Welches ist der häufigste Eingriff? Laut Statistik stehen Fettabsaugungen an Platz eins, gefolgt von Brustoperationen und Nasenkorrekturen. Gehört letzteres in Ihrem Fachgebiet zu den täglichen Routineeingriffen?

Fettabsaugungen und Brustoperationen stehen bei uns nicht an den vorderen Stellen. Zumeist werden, um den Alterserscheinungen einer Hauterschlaffung entgegen zu wirken, Korrekturen im Bereich der Oberlider oder der gesamten Gesichtshaut nachgefragt, so dass das Lidlifting und das Facelift gefolgt von Nasenkorrekturen oder anderen ästhetischen Korrekturen im Bereich des Gesichtes von der Häufigkeit noch vor Fettabsaugungen oder Eingriffen an der Brust stehen. Diese Eingriffe führen wir regelhaft durch.
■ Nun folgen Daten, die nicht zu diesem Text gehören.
Issue #4459, opened 2022-08-20
Add .clang-tidy check in CI pipelines


jcwchen:
# Feature Request

### System information

Latest main branch

### What is the problem that this feature solves?

Follow-up work for https://github.com/onnx/onnx/pull/4391.

### Describe the feature

ONNX just introduced .clang-tidy file for developers. It would be better if ONNX can also have a CI running it to make sure the codebase follows it.

### Will this influence the current api (Y/N)?

N

### Feature Area

CI pipelines

PR #5032, opened 2023-03-23
Minor fix from clang-tidy

justinchuby:
### Description

Minor fix from clang-tidy
1. Make `type_str` not const because `clang-tidy` says this prevents it from being moved.
2. Change `GetErrorWithNodeInfo` to take a const reference of `std::runtime_error`

### Motivation and Context

Minor adjustment to tidy code


jcwchen (approved):
Thank you for catching these. Just wondering are these the only ones that clang-tidy disallows in the whole codebase?

https://github.com/onnx/onnx/issues/4459 It would be great if we can have a CI running it to catch it early.

onnx/shape_inference/implementation.cc
```diff
@@ -1007,7 +1007,7 @@ std::vector<const TypeProto*> GraphInferencerImpl::doInferencing(
   return graph_output_types;
 }
 
-std::string GetErrorWithNodeInfo(const NodeProto& n, std::runtime_error err) {
+std::string GetErrorWithNodeInfo(const NodeProto& n, const std::runtime_error& err) {
```
jcwchen, line 1010: onnx/shape_inference/implementation.h needs to be updated as well

jcwchen (commented):
Thanks for the update. I think we can merge this PR: https://github.com/onnx/onnx/pull/5041 first and see whether the introduced clang-tidy can catch the warnings in this PR?

jcwchen (approved):

jcwchen:
https://github.com/onnx/onnx/pull/5041 The new added clang-tidy does not work normally... Investigating.

gramalingam (approved):

jcwchen:
I cannot solve the clang-tidy CI issue shortly and thus I will merge this PR first. Thanks for waiting!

Handelt es sich um einen rein ästhetischen Eingriff, übernehmen die Krankenkassen soweit ich weiß, keine Kosten. Nur wenn der Körper stark von der Norm abweicht oder z.B. sehr große Brüste Rückenschmerzen verursachen, ein stark verändertes Gesicht nach einem Unfall Depressionen auslöst. Wie verhält es sich an Ihrer Klinik bezüglich der Kosten? Vielerorts wird ja auch mit Ratenzahlung geworben, so daß eine breitere Masse bedient werden kann!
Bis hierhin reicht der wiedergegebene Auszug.